> _Information shown_

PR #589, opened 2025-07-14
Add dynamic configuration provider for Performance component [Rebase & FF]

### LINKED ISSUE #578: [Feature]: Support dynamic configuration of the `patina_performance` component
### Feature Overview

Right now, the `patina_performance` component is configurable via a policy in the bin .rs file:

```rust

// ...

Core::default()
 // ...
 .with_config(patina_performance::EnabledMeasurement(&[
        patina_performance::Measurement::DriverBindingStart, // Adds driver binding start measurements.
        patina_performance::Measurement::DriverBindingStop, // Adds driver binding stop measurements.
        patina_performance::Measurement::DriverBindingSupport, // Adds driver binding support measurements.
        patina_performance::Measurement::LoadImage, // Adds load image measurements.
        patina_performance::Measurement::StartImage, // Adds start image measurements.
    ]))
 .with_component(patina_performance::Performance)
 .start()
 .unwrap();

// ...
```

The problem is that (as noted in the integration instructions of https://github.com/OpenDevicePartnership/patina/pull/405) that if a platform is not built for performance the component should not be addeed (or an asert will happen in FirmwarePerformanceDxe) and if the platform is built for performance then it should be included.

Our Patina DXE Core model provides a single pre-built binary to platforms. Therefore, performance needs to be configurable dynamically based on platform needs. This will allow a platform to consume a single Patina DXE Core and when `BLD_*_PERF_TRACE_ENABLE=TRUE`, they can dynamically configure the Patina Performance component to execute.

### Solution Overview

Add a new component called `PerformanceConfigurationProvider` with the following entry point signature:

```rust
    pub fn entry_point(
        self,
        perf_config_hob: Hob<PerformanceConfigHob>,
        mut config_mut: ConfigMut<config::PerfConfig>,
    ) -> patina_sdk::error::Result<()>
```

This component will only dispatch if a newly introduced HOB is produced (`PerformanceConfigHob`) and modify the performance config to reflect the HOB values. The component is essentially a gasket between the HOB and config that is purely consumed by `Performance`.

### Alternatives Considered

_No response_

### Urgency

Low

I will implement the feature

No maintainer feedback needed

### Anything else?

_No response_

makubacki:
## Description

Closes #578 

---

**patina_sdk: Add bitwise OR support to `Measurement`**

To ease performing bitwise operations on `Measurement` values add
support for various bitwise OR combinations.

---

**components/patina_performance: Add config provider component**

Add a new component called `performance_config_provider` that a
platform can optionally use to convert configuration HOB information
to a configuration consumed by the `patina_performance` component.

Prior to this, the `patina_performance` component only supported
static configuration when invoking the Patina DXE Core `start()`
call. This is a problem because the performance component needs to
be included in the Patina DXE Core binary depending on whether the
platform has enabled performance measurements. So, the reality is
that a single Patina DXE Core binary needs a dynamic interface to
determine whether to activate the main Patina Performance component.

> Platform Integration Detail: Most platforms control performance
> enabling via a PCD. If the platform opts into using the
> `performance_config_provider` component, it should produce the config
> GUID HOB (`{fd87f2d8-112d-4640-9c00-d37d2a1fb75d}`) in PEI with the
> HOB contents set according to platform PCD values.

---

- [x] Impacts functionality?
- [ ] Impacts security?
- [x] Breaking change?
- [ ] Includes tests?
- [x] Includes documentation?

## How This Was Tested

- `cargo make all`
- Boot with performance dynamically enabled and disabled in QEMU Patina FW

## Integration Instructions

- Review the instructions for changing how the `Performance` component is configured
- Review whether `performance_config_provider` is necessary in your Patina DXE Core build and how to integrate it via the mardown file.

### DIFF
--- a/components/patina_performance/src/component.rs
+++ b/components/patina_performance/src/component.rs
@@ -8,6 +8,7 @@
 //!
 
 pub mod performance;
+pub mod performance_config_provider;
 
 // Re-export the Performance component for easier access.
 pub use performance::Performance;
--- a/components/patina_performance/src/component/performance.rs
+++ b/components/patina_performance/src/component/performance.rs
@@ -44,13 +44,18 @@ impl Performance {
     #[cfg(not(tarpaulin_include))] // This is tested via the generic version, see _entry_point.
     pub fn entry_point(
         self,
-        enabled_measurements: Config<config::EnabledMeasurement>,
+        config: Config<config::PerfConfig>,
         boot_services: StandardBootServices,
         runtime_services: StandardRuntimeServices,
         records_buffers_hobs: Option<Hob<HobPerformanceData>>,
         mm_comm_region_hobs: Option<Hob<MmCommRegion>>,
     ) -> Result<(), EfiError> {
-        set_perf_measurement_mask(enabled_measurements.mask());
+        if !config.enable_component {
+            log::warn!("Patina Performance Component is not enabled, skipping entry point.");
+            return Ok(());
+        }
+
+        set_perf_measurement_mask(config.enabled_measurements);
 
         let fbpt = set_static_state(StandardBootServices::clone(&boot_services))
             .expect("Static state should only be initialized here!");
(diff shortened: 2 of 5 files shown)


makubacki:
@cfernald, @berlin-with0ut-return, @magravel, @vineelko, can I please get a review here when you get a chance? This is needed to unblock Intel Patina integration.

...

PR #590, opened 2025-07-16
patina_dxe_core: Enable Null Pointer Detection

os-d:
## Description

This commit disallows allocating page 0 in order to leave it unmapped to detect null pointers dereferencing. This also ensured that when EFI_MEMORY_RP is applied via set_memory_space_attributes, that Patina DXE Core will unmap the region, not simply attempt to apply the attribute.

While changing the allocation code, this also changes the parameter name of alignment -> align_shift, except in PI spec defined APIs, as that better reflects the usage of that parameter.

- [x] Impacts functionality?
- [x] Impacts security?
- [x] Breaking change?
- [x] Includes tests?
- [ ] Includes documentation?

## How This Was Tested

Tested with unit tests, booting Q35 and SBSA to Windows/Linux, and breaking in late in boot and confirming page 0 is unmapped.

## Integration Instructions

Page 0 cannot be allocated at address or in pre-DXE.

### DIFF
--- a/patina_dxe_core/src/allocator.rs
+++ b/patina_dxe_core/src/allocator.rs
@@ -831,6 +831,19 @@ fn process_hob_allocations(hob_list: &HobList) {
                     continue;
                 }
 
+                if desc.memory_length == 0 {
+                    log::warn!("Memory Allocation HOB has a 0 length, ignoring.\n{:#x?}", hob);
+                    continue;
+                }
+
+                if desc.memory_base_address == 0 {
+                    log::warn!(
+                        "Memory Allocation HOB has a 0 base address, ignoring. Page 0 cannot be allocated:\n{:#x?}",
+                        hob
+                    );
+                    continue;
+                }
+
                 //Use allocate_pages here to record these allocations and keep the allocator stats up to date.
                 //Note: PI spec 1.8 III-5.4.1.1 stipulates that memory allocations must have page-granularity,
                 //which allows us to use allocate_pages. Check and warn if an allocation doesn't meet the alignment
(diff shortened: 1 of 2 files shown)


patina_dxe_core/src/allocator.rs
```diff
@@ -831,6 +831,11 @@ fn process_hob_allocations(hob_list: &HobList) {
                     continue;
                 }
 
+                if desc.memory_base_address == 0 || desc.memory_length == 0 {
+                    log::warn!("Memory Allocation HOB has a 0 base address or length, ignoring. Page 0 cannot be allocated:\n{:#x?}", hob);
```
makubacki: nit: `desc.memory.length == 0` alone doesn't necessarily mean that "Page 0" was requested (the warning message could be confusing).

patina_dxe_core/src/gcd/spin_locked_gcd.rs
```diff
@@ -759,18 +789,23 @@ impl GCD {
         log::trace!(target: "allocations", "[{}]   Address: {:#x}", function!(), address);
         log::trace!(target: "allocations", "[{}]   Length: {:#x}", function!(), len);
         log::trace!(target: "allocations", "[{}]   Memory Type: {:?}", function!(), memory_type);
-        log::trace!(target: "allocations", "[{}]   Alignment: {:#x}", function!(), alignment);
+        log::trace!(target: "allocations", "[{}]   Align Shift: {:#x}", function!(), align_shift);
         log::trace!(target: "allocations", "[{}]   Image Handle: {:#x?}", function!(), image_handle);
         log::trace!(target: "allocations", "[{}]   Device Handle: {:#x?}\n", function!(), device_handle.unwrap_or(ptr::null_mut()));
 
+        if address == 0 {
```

> _Activity_
A bare number is the whole answer: the tally of lines in the listing above that include "ignoring".

> _Solution to this problem_
3